Его милосердие совершенно по-буддийски распространялось на все живое. Я не знавал человека, который так уважал бы животных и их права. Однажды в Париже мы бежали под внезапно хлынувшим ливнем к стоянке фиакров, чтобы поспеть на аукцион гобеленов (где Фрадике облюбовал «Девять муз, пляшущих в лавровой роще»); на стоянке оказалась только одна пролетка: впряженная в нее кляча меланхолично жевала овес в подвешенном к морде мешке. Фрадике настоял на том, чтобы лошадь спокойно позавтракала, и «Девять муз» были упущены.
В последние годы жизни его больше всего угнетала незащищенность целых классов нашего общества; он сознавал, что в промышленных демократиях, с их корыстными устремлениями и беспощадной борьбой каждого за личную выгоду, души становятся все черствее и равнодушнее к ближнему. «Братство, – говорил он в сохранившемся у меня письме от 1886 года, – постепенно исчезает; ему нет места в этих громадных ульях из камня и известки, где люди скучиваются для ожесточенной борьбы; мы забываем обычаи простой деревенской жизни, и мир идет к аду дикого эгоизма. Первое свидетельство этого – шумиха вокруг филантропии. Если милосердие принимает форму общественного учреждения, с регламентом, докладами, комитетами, заседаниями, председателем и колокольчиком, и из естественного чувства превращается в казенное установление, – это значит, что человек, не надеясь больше на голос своего сердца, принуждает себя к добру, а контроль над добротой передоверяет официальной организации с четкими пунктами устава.
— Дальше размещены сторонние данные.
Issue #316, opened 2019-12-15
listeners disapper when cloneing Node or El


MuhannadAlrusayni:
I'm trying to store nodes in structs and use them later in view.

use case:
``` rust
    #[derive(Clone, Debug)]
    pub enum Msg {
        Home,
        AboutUs
    }

    #[derive(Debug)]
    pub struct Flexbox {
        items: Vec<Node<Msg>>,
    }

    fn view_flexbox(flexbox: &Flexbox) -> Node<Msg> {
        div![
            flexbox.items.clone()
        ]
    }

    #[test]
    fn test_listeners() {
        let items = vec![
            button![simple_ev(Ev::Click, Msg::Home), "Home"],
            button![simple_ev(Ev::Click, Msg::AboutUs), "About us"]
        ];

        let flexbox = Flexbox {items};
        // this panic show that flexbox items have listeners
        panic!("{:#?}", flexbox);
        let node = view_flexbox(&flexbox);
        // this panic show that node doesn't children doesn't have listeners
        panic!("{:#?}", node);
    }

```

It seems listeners are not cloned with the node/el:

https://github.com/seed-rs/seed/blob/60d7de4386b18e95091d5f16716664f77cfed003/src/virtual_dom/node/el.rs#L206-L221

Is there way to fix this ?

MartinKavik:
I don't know, @David-OConnor ?
However I've added it to my todo-list - https://github.com/seed-rs/seed/issues/293. I plan to do a bigger update for virtual DOM in January.
Or you can try to fix it.

MuhannadAlrusayni:
I don't think I can do it, and if I try I need to understand the internal code for seed first and this would need non trivial time which I don't have right now.

MuhannadAlrusayni:
Yew seems to have similar issue, and they already have draft PR https://github.com/yewstack/yew/pull/786 , it might be helpful to get some inspiration from them.

MartinKavik:
@MuhannadAlrusayni thanks. I'll be working on it in January.
Closing in favor of #293

MuhannadAlrusayni:
I got time to solve this issue, but I need some assistance :D.

So the problem is that `Listener<Ms>` doesn't implement `Clone`, it also contains `EventHandler<Ms>` and `Closure<_>` both don't implement `Clone` too.

[...]

Issue #293, opened 2019-11-21
VirtualDOM related issues / todos


MartinKavik:
- Event listener patching - https://github.com/seed-rs/seed/issues/138#issuecomment-554961733
- Refs - https://github.com/seed-rs/seed/issues/115#issuecomment-557036133
- VirtualNode - https://github.com/seed-rs/seed/issues/180#issue-465733737

PR #323, opened 2019-12-26
impl `Clone` for `Listener` and `EventHandler`

MuhannadAlrusayni:
Solve https://github.com/seed-rs/seed/issues/316

### DIFF
--- a/src/virtual_dom/listener.rs
+++ b/src/virtual_dom/listener.rs
@@ -24,13 +24,6 @@ impl<Ms> PartialEq for EventHandler<Ms> {
     }
 }
 
-// TODO: try to print Ms too, maybe by restricting Ms: Debug ?
-impl<Ms> fmt::Debug for EventHandler<Ms> {
-    fn fmt(&self, f: &mut fmt::Formatter<'_>) -> fmt::Result {
-        f.write_str("EventHandler<_>")
-    }
-}
-
 impl<Ms> EventHandler<Ms> {
     pub fn call(&self, event: web_sys::Event) -> Ms {
         (self.0)(event)
--- a/src/virtual_dom/listener.rs
+++ b/src/virtual_dom/listener.rs
@@ -1,11 +1,56 @@
 use super::Ev;
 use crate::app::MessageMapper;
 use crate::browser::{dom::lifecycle_hooks::fmt_hook_fn, util::ClosureNew};
-use enclose::enclose;
-use std::{fmt, mem};
+use std::{fmt, mem, rc::Rc};
 use wasm_bindgen::{closure::Closure, JsCast};
 
-type EventHandler<Ms> = Box<dyn FnMut(web_sys::Event) -> Ms>;
+pub struct EventHandler<Ms>(Rc<dyn Fn(web_sys::Event) -> Ms>);
+
+impl<Ms, F: Fn(web_sys::Event) -> Ms + 'static> From<F> for EventHandler<Ms> {
+    fn from(func: F) -> Self {
+        EventHandler(Rc::new(func))
+    }
+}
+
+impl<Ms> Clone for EventHandler<Ms> {
+    fn clone(&self) -> Self {
+        EventHandler(self.0.clone())
+    }
+}
+
+impl<Ms> PartialEq for EventHandler<Ms> {
+    fn eq(&self, other: &EventHandler<Ms>) -> bool {
+        Rc::ptr_eq(&self.0, &other.0)
+    }
+}
+
+// TODO: try to print Ms too, maybe by restricting Ms: Debug ?
+impl<Ms> fmt::Debug for EventHandler<Ms> {
+    fn fmt(&self, f: &mut fmt::Formatter<'_>) -> fmt::Result {
+        f.write_str("EventHandler<_>")
+    }
+}
+
+impl<Ms> EventHandler<Ms> {
+    pub fn call(&self, event: web_sys::Event) -> Ms {
+        (self.0)(event)
+    }
+}
+
+impl<Ms: 'static, OtherMs: 'static> MessageMapper<Ms, OtherMs> for EventHandler<Ms> {
+    type SelfWithOtherMs = EventHandler<OtherMs>;
+    fn map_msg(
+        self,
+        msg_mapper: impl FnOnce(Ms) -> OtherMs + 'static + Clone,
+    ) -> EventHandler<OtherMs> {
+        let orignal_handler = self;
+        let new_handler = move |event| {
+            let msg = orignal_handler.call(event);
+            (msg_mapper.clone())(msg)
+        };
+        EventHandler(Rc::new(new_handler))
+    }
+}
 
 #[derive(Clone, Copy, Debug, PartialEq)]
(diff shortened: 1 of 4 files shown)


MuhannadAlrusayni:
Note that `cargo make verify` doesn't compile successfully because of some clippy errors that didn't occur from this PR, `cargo build` compile without errors.

I have tried this PR from old seed project I have and it works fine. 

I didn't try to compile examples, will do if this PR will be accepted.

David-OConnor:
Looks good. This functionality was missing from the beginning. I need to do some testing first to make sure removing the `Box`s didn't break something subtle. Listeners / event-handling's always been the trickiest part of the code.

src/virtual_dom/listener.rs
```diff
@@ -1,11 +1,56 @@
...
+        Rc::ptr_eq(&self.0, &other.0)
+    }
+}
+
+// TODO: try to print Ms too, maybe by restricting Ms: Debug ?
+impl<Ms> fmt::Debug for EventHandler<Ms> {
+    fn fmt(&self, f: &mut fmt::Formatter<'_>) -> fmt::Result {
+        f.write_str("EventHandler<_>")
+    }
+}
```
MartinKavik: Is `fmt::Debug` impl for `EventHandler` necessary? And we shouldn't restrict `Ms` to `Debug`. It should be possible to pass `EventHandler` into `log!` if you explicitly restrict `Ms: Debug` in your application (i.e. in the root) if you are on `nightly` Rust - see https://github.com/seed-rs/seed/pull/234/files

src/virtual_dom/node.rs
```diff
@@ -19,7 +19,7 @@ pub enum Node<Ms: 'static> {
     Empty,
 }
 
-impl<Ms: 'static> Clone for Node<Ms> {
+impl<Ms: Clone + 'static> Clone for Node<Ms> {
```
MartinKavik: I hoped we can remove all `Clone` restrictions for `Ms` because it force us to do some ugly things like wrapping `Msg` variants to `Rc` in some applications.

src/virtual_dom/node/el.rs
```diff
@@ -205,15 +205,15 @@ impl<Ms> El<Ms> {
 
 /// Allow the user to clone their Els. Note that there's no easy way to clone the
 /// closures within listeners or lifestyle hooks, so we omit them.
-impl<Ms> Clone for El<Ms> {
+impl<Ms: Clone> Clone for El<Ms> {
```
MartinKavik: I hoped we can remove all `Clone` restrictions for `Ms` because it force us to do some ugly things like wrapping `Msg` variants to `Rc` in some applications.

src/virtual_dom/listener.rs
```diff
@@ -37,6 +82,21 @@ pub struct Listener<Ms> {
     message: Option<Ms>,
 }
 
+impl<Ms: Clone> Clone for Listener<Ms> {
+    fn clone(&self) -> Self {
+        Self {
+            trigger: self.trigger,
+            handler: self.handler.clone(),
+            // closure shouldn't be cloned since the new Listener isn't related to this Listener
+            closure: None,
```
MartinKavik: Could you explain it a little bit more, please? I don't fully understand it, thanks.

MartinKavik:
> Looks good. This functionality was missing from the beginning. I need to do testing first to make sure removing the Boxs didn't break something subtle. Listeners / event-handling's always been the most finicky part of the codebase.

Good comment. I want to rewrite event-handling a bit as a part of https://github.com/seed-rs/seed/issues/293, so I think we don't have to spend very much time with testing because it's possible I'll change the code in this PR (some days/weeks after merge to `master`).

David-OConnor:
I'm cool with merging if you are.

MartinKavik:
Let's wait a little bit for @MuhannadAlrusayni comments in the review, but yeah, we can merge it then.

src/virtual_dom/listener.rs
MuhannadAlrusayni: > Is fmt::Debug impl for EventHandler necessary?

Good point, some why I thought this was needed... we can remove this if it's not needed.

src/virtual_dom/node.rs
MuhannadAlrusayni: This is needed to clone `Listener<Ms>` who owns `message: Option<Ms>`.

We can remove `message: Option<Ms>` this way we can clone `Listener<Ms>` thus we can clone `Node<Ms>` without restricting `Ms: Clone.`.

if I understand correctly `message: Option<Ms>` is only used in `impl<Ms> PartialEq for Listener<Ms>` which I think it isn't important and it isn't complete too.

src/virtual_dom/node/el.rs
MuhannadAlrusayni: Same stroy for `Node<Ms>`

src/virtual_dom/listener.rs
MuhannadAlrusayni: > So the problem is that Listener<Ms> doesn't implement Clone, it also contains EventHandler<Ms> and Closure<_> both don't implement Clone too.
> 
> First let's talk about EventHandler<Ms> which contains a closure Box<dyn FnMut(web_sys::Event) -> Ms>, this closure will be used to create Closure<_> in attach function.
> 
> Then we have Closure<_> which get created in attach function, and passed to add_event_listener_with_callback which add event listener in js world, Listener<Ms> stores this closure so it can detach it later with detach function.
> 
> If I understood correctly, EventHandler<Ms> must be cloned when we clone Listener<Ms>, while Closure<_> shouldn't be cloned when we clone Listener<Ms>.
> 
> So we have to implement Clone for EventHandler<Ms>, one way to do that is by wrap type that contain Rc. Then implement Clone for Listener<Ms>.
> 
> Please correct me if I miss something, if I my understood is correct I can open PR for this.

src/virtual_dom/listener.rs
MartinKavik: I think that `log!` support for implicit `Debug` objects on nightly is enough. 
Remove it, if you want or I'll probably remove it during VDOM refactor.

src/virtual_dom/node.rs
MartinKavik: > if I understand correctly message: Option<Ms> is only used in impl<Ms> PartialEq for Listener<Ms> which I think it isn't important and it isn't complete too.

It will be probably a part of my VDOM refactor so it's possible I'll resolve it. So we can leave it as it is for now.

src/virtual_dom/listener.rs
MartinKavik: I think you know about it more than me now and it make sense. And it looks like another VDOM part which I want to update. Let's leave it as is for now.

MartinKavik:
@MuhannadAlrusayni Do you want to change something or can I merge it?

MuhannadAlrusayni:
I have removed `impl<Ms> Debug for EventHandler<Ms>`, we can merge now.

MartinKavik:
It looks like we forgot to update changelog.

Если сердца так окаменели, а зимы так суровы, что будет с бедняками?»
Сколько раз, сидя в ноябрьские сумерки в его библиотеке, едва освещенной красноватым отблеском огня в камине, я видел, как Фрадике, печально задумавшись, долго молчал, погруженный в созерцание каких-то безрадостных горизонтов, а потом, прервав молчание, оплакивал грядущие горести людей – возвышенно и трогательно. И вновь с горечью повторял свою любимую мысль о том, что люди с каждым днем все глубже погружаются в свирепый эгоизм, вынуждаемые жестокостью борьбы и соперничества, и с каждым днем все больше уподобляются волкам, homo homini lupus est.[120]
– Пора прийти новому Христу! – пробормотал я однажды.
Фрадике пожал плечами.
– Он придет; он, может быть, освободит рабов; за это ему воздвигнут церковь и создадут литургию; а затем от него отрекутся; а еще позже его забудут; и, наконец, появятся новые толпы рабов. Ничего не поделаешь. Каждому из нас остается одно: набрать побольше денег и запастись револьвером; и когда ближний постучится к нам в дверь, мы, смотря по обстоятельствам, либо подадим ему кусок хлеба, либо пустим в него нулю.
Так, исполненные мыслей, приятных занятий и добрых дел протекали последние годы жизни Фрадике Мендеса в Париже, пока, наконец, зимой 1888 года его не скосила смерть – такая, какую он, вслед за Цезарем, всегда желал себе: inopinatarn atque repentinam.[121]
Однажды вечером, при разъезде от графини де ла Фертэ (старой приятельницы Фрадике, с которой он на яхте совершил поездку в Исландию), он обнаружил в прихожей, что кто-то обменил его русскую шубу на другую, тоже роскошную и удобную; в кармане был бумажник с монограммой и визитными карточками генерала Террана д'Ази. Фрадике, страдавший болезненной брезгливостью, не захотел надевать пальто этого ворчливого и вечно простуженного воина, и пешком прошел через площадь Согласия от дома графини до клуба на Рю-Руайяль. Была сухая и ясная ночь, дул ветер, легкий, как дыхание, почти незаметный, – но это был один из тех острых бризов, которые на протяжении многих миль оттачиваются над снежными равнинами севера и которые старик Андре Вазали сравнивал с «предательским кинжалом». На следующий день Фрадике проснулся с небольшим кашлем. Пренебрегая осторожностью, уверенный в своем здоровье, которое не подводило его в самых немилостивых климатах, он отправился с друзьями в Фонтенебло на империале mail-coach.[122] Вечером, вернувшись домой, он почувствовал сильный озноб; и тридцать часов спустя, безболезненно и тихо, так что некоторое время Смит думал: «Он спит», Фрадике, по выражению древних, «кончил жить». Ясный летний день не умирает более светло.